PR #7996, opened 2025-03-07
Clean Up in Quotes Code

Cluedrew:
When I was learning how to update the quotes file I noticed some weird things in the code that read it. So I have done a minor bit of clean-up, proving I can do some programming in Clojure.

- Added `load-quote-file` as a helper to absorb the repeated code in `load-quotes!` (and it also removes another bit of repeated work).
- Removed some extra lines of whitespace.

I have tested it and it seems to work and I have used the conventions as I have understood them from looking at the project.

...

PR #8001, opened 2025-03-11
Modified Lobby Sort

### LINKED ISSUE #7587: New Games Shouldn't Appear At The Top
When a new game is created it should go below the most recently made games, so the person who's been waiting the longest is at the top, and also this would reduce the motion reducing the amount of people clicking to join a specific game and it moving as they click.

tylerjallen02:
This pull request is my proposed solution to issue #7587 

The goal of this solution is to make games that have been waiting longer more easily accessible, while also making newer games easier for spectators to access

PROBLEM DETAILS:
Every line above from the line with "PR #7996, opened 2025-03-07" to the line with "- Removed some extra lines of whitespace.", inclusive, must be returned exactly; no other line belongs in the reply.

SOLVED PROBLEM:
PR #7996, opened 2025-03-07
Clean Up in Quotes Code

Cluedrew:
When I was learning how to update the quotes file I noticed some weird things in the code that read it. So I have done a minor bit of clean-up, proving I can do some programming in Clojure.

- Added `load-quote-file` as a helper to absorb the repeated code in `load-quotes!` (and it also removes another bit of repeated work).
- Removed some extra lines of whitespace.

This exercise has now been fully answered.